What is needed
"Service object structure." appears in one line; retype that line and all lines following it through the end of the records, with nothing left out or added.

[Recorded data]
PR #44, opened 2018-02-15
Add new domain handling commands, fix existing ones, other bugfixes.

TuxSH:
Also adds domain support to sm.h.

### DIFF
--- a/nx/include/switch/services/sm.h
+++ b/nx/include/switch/services/sm.h
@@ -12,14 +12,17 @@
 
 /// Service type.
 typedef enum {
-    ServiceType_Uninitialized, ///< Uninitialized service.
-    ServiceType_Normal,        ///< Normal service.
-    ServiceType_Override       ///< Service overriden in the homebrew environment.
+    ServiceType_Uninitialized,      ///< Uninitialized service.
+    ServiceType_Normal,             ///< Normal service.
+    ServiceType_Domain,             ///< Domain.
+    ServiceType_DomainSubservice,   ///< Domain subservice;
+    ServiceType_Override            ///< Service overriden in the homebrew environment.
 } ServiceType;
 
 /// Service object structure.
 typedef struct {
     Handle handle;
+    u32 object_id;
     ServiceType type;
 } Service;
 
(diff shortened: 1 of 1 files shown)


nx/include/switch/ipc.h
```diff
@@ -377,11 +379,11 @@ static inline Result ipcQueryPointerBufferSize(Handle session, size_t *size) {
         IpcParsedCommand r;
         ipcParse(&r);
 
-        struct ipcQueryPointerBufferSizeResponse {
+        struct {
             u64 magic;
             u64 result;
             u32 size;
-        } *raw = (struct ipcQueryPointerBufferSizeResponse*)r.Raw;
```
fincs: This breaks C++

nx/include/switch/ipc.h
```diff
@@ -420,11 +422,11 @@ static inline Result ipcConvertSessionToDomain(Handle session, u32* object_id_ou
         IpcParsedCommand r;
         ipcParse(&r);
 
-        struct ipcConvertSessionToDomainResponse {
+        struct {
             u64 magic;
             u64 result;
             u32 object_id;
-        } *raw = (struct ipcConvertSessionToDomainResponse*) r.Raw;
```
fincs: Same thing here

nx/include/switch/services/sm.h
```diff
@@ -68,9 +133,14 @@ static inline void serviceClose(Service* s) {
     switch (s->type) {
 
     case ServiceType_Normal:
+    case ServiceType_Domain:
```
fincs: What happens if you create a domain from an overriden service? It shouldn't use svcCloseHandle here.

TuxSH: You shouldn't convert an overriden service to a domain to begin with...

Do overriden domains exist/are they desirable?

fincs: FS comes to mind as a service that might be overriden; and that may benefit from domains iirc.

plutooo: Yeah we need to be able to override domains (but not subdomains)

Written answer
 /// Service object structure.
 typedef struct {
     Handle handle;
+    u32 object_id;
     ServiceType type;
 } Service;
 
(diff shortened: 1 of 1 files shown)


nx/include/switch/ipc.h
```diff
@@ -377,11 +379,11 @@ static inline Result ipcQueryPointerBufferSize(Handle session, size_t *size) {
         IpcParsedCommand r;
         ipcParse(&r);
 
-        struct ipcQueryPointerBufferSizeResponse {
+        struct {
             u64 magic;
             u64 result;
             u32 size;
-        } *raw = (struct ipcQueryPointerBufferSizeResponse*)r.Raw;
```
fincs: This breaks C++

nx/include/switch/ipc.h
```diff
@@ -420,11 +422,11 @@ static inline Result ipcConvertSessionToDomain(Handle session, u32* object_id_ou
         IpcParsedCommand r;
         ipcParse(&r);
 
-        struct ipcConvertSessionToDomainResponse {
+        struct {
             u64 magic;
             u64 result;
             u32 object_id;
-        } *raw = (struct ipcConvertSessionToDomainResponse*) r.Raw;
```
fincs: Same thing here

nx/include/switch/services/sm.h
```diff
@@ -68,9 +133,14 @@ static inline void serviceClose(Service* s) {
     switch (s->type) {
 
     case ServiceType_Normal:
+    case ServiceType_Domain:
```
fincs: What happens if you create a domain from an overriden service? It shouldn't use svcCloseHandle here.

TuxSH: You shouldn't convert an overriden service to a domain to begin with...

Do overriden domains exist/are they desirable?

fincs: FS comes to mind as a service that might be overriden; and that may benefit from domains iirc.

plutooo: Yeah we need to be able to override domains (but not subdomains)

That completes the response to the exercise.